Graduates of LPR, which was originally called Republican Leadership Program and has ties to the Koch network, expressed different opinions about whether LPR itself and others should speak up against the sentiments in the comments.
State Rep. Larry Liston (R-Colorado Springs), who went through LPR in 1989, called Polis’ restaurant order “pretty heavy-handed” and supports restaurants who decide to stay open for dine in services.
“It’s no skin off of his back,” said Liston, referring to Polis. “He’s a mega-millionaire. He’s got it made.”
“It’s life or death for some of these restaurateurs,” he said.
Liston said he would personally eat at “any number of restaurants” that stay open, and he would support their decision to operate in violation of Polis’ order to shut down for dine-in service.
“Personally, just speaking for myself, there’s probably any number of restaurants that I would go into,” said Liston. “I would be very cognizant of my surroundings, to make sure everything is swabbed down, not just with a dirty dish towel.”
“I think a good restaurant could use this to its advantage and say, ‘We are going to go above and beyond to make the customer safe, and then let the customer decide,'” said Liston.
“I can envision a restaurant owner saying, ‘Hey, this is my survival. And I am going to do what I think is right. I’m going to have a good clean environment. I’m going to make sure my employees wash their hands three times an hour or whatever. I’m going to do my best to serve the public and stay in business,'” said Liston.
LPR graduate Kevin Lundberg, a former state senator, said he also was “troubled” by the Polis restaurant order.
“If I were governor, I would not have ordered it,” said Lundberg. “Just strongly suggested at this stage.”
“It doesn’t have to come from a government mandate,” said Lundberg, adding that he isn’t sure Colorado has reached the point where Polis’ order is justified under the law and therefore could be “overreach.”

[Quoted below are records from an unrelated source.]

PR #5924, opened 2024-08-05
fix(NcChip): adjust border radius to new design

marcoambrosini:
## 🏚️ Before
Screenshot 2024-08-05 at 18 32 48

## 🏡 After
Screenshot 2024-08-05 at 18 33 11

### DIFF
--- a/src/components/NcChip/NcChip.vue
+++ b/src/components/NcChip/NcChip.vue
@@ -190,7 +190,7 @@ const onClose = () => {
 <style scoped lang="scss">
 .nc-chip {
 	--chip-size: 24px;
-	--chip-radius: calc(var(--chip-size) / 2);
+	--chip-radius: var(--border-radius-small);
 	// Setup size of wrapper
 	height: var(--chip-size);
 	max-width: fit-content;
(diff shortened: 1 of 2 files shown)


susnux:
Should we really do this? The avatar is the main focus of the userbubble, at least from my point of view having it not rounded looks weird because of the now visible corners around the avatar

src/components/NcChip/NcChip.vue
```diff
@@ -190,7 +190,7 @@ const onClose = () => {
 <style scoped lang="scss">
 .nc-chip {
 	--chip-size: 24px;
-	--chip-radius: calc(var(--chip-size) / 2);
+	--chip-radius: var(--border-radius-small);
```
susnux, line 193: Does not work as this does not exist on Nextcloud 28 and 29, so the fallback to current design is needed.

marcoambrosini:
Good point @susnux, then let's keep userbubble as is and only change chip

ShGKme:
TBH I also like chips in pills layout more. They are small and often have rounded avatar as user bubble, for example, when they are used to select users.

marcoambrosini:
They don't look ok when mixed up with other elements. 
Screenshot 2024-08-12 at 15 50 38
Anything else preventing this prom getting in?

susnux:
> TBH I also like chips in pills layout more. They are small and often have rounded avatar as user bubble, for example, when they are used to select users.

Here on github it is pretty the same, GitHub is not rounded, maybe even less than our new design. Yet they use round chips for e.g. issue labels:
image

Here you can see un-rounded UI elements next to the chips:
image

marcoambrosini:
All right, let's close

PR #5933, opened 2024-08-06
fix(NcActions): Role `menu` needs a label assigned so label by trigger

susnux:
### ☑️ Resolves

See https://developer.mozilla.org/en-US/docs/Web/Accessibility/ARIA/Roles/menu_role

The `menu` needs a label set, so lets add it similar to dialog role. In general we could consider always add it to the `ul` as this is pretty valid and has good browser support.

### 🏁 Checklist


Antreesy (approved):
:seal:

Issue #1228, opened 2025-12-09
In case of database lock or low performance prometheus-exporer accumulates connections to the database


pierresouchay:
**What did you do?**

1. Have postgres-exporter running
2. Have a kind of lock to the database -> some requests of postgres-exporter are locked (for instance, on a WAL saturated instance, a big DELETE locking the stats)
3. Have a prometheus server fetching the data

**What did you expect to see?**

1. one or a few connections connection opened to the server
2. Some errors of scrapping maybe

**What did you see instead? Under which circumstances?**

1. On the database, a huge perf issue arise (likely due to dbt)
2. postgres-exporter accumulates postgresql queries stuck
3. Since we did not cap enough the user, it accumulates more than 50% of available connections (in an example, 53 open connections (fair enough, I should have used a user with less privileges, will do), avoiding other clients to connect

I would expect the connections to be canceled at some point (for instance when the prometheus query times out.

Example:

<img width="729" height="763" alt="Image" src="https://github.com/user-attachments/assets/6417a6be-f249-4d83-9ceb-00edc32bebb6" />

We have 53 queries in flight with the user...

**Environment**

* System information:

In the container:
```
uname -srm
Linux 5.15.0-161-generic x86_64
```

* postgres_exporter version:

Using docker image `prometheuscommunity/postgres-exporter:v0.17.1`:

```
postgres_exporter --version
postgres_exporter, version 0.17.1 (branch: HEAD, revision: 1e574cf4fd2a75a8a707d424eafcaa0b88cb7af4)
  build user:       root@b0ba132eddb0
  build date:       20250226-13:53:15
  go version:       go1.23.6
  platform:         linux/amd64
  tags:             unknown
```
* postgres_exporter flags:

None set, using the default ones only

* PostgreSQL version: 17.1

* Logs:
```
insert logs relevant to the issue here
```

pierresouchay:
@sysadmind @SuperQ Fix available in #1229

PR #1229, opened 2025-12-11
Ensure collection of stats succeed in a maximum duration to avoid exhausting PG connections

pierresouchay:
**Context**: As explained in https://github.com/prometheus-community/postgres_exporter/issues/1228, when database is very slow to answer, every call to prometheus exporter might consume a new connection and possibly consume all available connections

**Solution**: Ensure a Context with a specified Timeout is specified, so the connection will end if duration of collection is too long

Will fix https://github.com/prometheus-community/postgres_exporter/issues/1228

### DIFF
--- a/README.md
+++ b/README.md
@@ -141,6 +141,9 @@ This will build the docker image as `prometheuscommunity/postgres_exporter:${bra
 * `[no-]collector.stat_bgwriter`
   Enable the `stat_bgwriter` collector (default: enabled).
 
+* `[no-]collector.stat_checkpointer`
+  Enable the `stat_checkpointer` collector (default: disabled).
+
 * `[no-]collector.stat_database`
   Enable the `stat_database` collector (default: enabled).
 
--- a/Makefile.common
+++ b/Makefile.common
@@ -112,7 +112,7 @@ common-all: precheck style check_license lint yamllint unused build test
 .PHONY: common-style
 common-style:
 	@echo ">> checking code style"
-	@fmtRes=$$($(GOFMT) -d $$(find . -path ./vendor -prune -o -name '*.go' -print)); \
+	@fmtRes=$$($(GOFMT) -d $$(git ls-files '*.go' ':!:vendor/*' || find . -path ./vendor -prune -o -name '*.go' -print)); \
 	if [ -n "$${fmtRes}" ]; then \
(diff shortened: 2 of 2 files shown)


collector/collector.go
```diff
@@ -158,6 +159,17 @@ func NewPostgresCollector(logger *slog.Logger, excludeDatabases []string, dsn st
 	return p, nil
 }
 
+func CollectionTimeout(s string) Option {
```
sysadmind: I really like options having a "with" prefix.
```suggestion
func WithCollectionTimeout(s string) Option {
```

collector/pg_database_test.go
```diff
@@ -15,13 +15,80 @@ package collector
 import (
 	"context"
 	"testing"
+	"time"
 
 	"github.com/DATA-DOG/go-sqlmock"
 	"github.com/prometheus/client_golang/prometheus"
+
```
sysadmind: I'm not sure what this extra space is for.  I'm surprised that ci isn't complaining. We can remove it. 
```suggestion
```

collector/collector.go
```diff
@@ -166,8 +178,6 @@ func (p PostgresCollector) Describe(ch chan<- *prometheus.Desc) {
 
 // Collect implements the prometheus.Collector interface.
 func (p PostgresCollector) Collect(ch chan<- prometheus.Metric) {
-	ctx := context.TODO()
```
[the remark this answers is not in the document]
pierresouchay: Yes, that's was my initial intention, but did not find a clean simple way to link the http request there. I had to move the context into `collectFromConnection()` instead to make testig simple

README.md
```diff
@@ -255,6 +255,13 @@ The following environment variables configure the exporter:
 * `DATA_SOURCE_PASS_FILE`
   The same as above but reads the password from a file.
 
+* `PG_EXPORTER_COLLECTION_TIMEOUT`
```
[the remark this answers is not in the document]
pierresouchay: I documented it, and better, I now display an error message if value is lower than 1ms (because it likely does not make sense)

collector/collector.go
pierresouchay: done

pierresouchay:
@sysadmind I think I addressed all of your concerns, thank you very much for the review

PR #1231, opened 2025-12-12
Update GitHub Actions to run all CI

sysadmind:
Bonus points - this runs much faster than in circle

### DIFF
--- a/.circleci/config.yml
+++ b/.circleci/config.yml
@@ -1,103 +1,33 @@
 ---
+# Prometheus has switched to GitHub action.
+# Circle CI is not disabled repository-wise so that previous pull requests
+# continue working.
+# This file does not generate any CircleCI workflow.
+
 version: 2.1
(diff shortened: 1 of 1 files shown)


queries.yaml
```diff
@@ -1,2 +1,2 @@
 # Adding queries to this file is deprecated
-# Example queries have been transformed into collectors.
\ No newline at end of file
+# Example queries have been transformed into collectors.
```
sysadmind: This is just a formatting fix that CI won't pass without

.circleci/config.yml
```diff
@@ -1,103 +1,33 @@
 ---
-version: 2.1
+# Prometheus has switched to GitHub action.
```
sysadmind: Let me know if we should just delete this file entirely. I think we need it short term while we get PRs merged or rebased.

The legal basis for Polis’ emergency order is available on the website of the governor’s office.
“It should come from responsible citizens, and it’s what most of us are doing,” said Lundberg. “I certainly am.”
“I want us to come out of this with a structure of governance, not a paradigm shift of who’s in charge of what,” said Lundberg.
State Sen. Bob Gardner (R-Colorado Springs) supports at least abiding by the restaurant shutdown ordered by Polis, who’s gotten bipartisan praise for his handling of the crisis.
“As a state senator and attorney, I don’t suggest that anyone defy the order,” said Gardner when told that some conservatives were saying they would ignore it. “I think it’s far better to challenge the order in court.”
“The courts remain open,” said Gardner, who’s also an LPR graduate. “And the Legislature remains able to meet, even though we are adjourned. There is no need to behave as if there are not legal ways to seek redress with respect to the governor’s orders.”
“I believe that some of the governor’s orders are overly broad,” he said. “There may be reasons to limit various sizes of meetings. But some of them are clearly an infringement on First Amendment rights. I see a lack of care and thought is drafting some of these orders. The situation is serious but it should not prevent us from having a little thought in how we do things.”
Subbing for Mandy Connell on KOA Tuesday, Mike Rosen, a staunch Republican, pushed back on callers who opposed the restaurant ban, saying “Overreaction is better than under-reaction.”
In an interview with The Denver Post yesterday, U.S. Rep. Ken Buck (R-CO) called it “craziness” to shutter restaurants.
“You don’t shut restaurants down for 30 days,” Buck told The Post.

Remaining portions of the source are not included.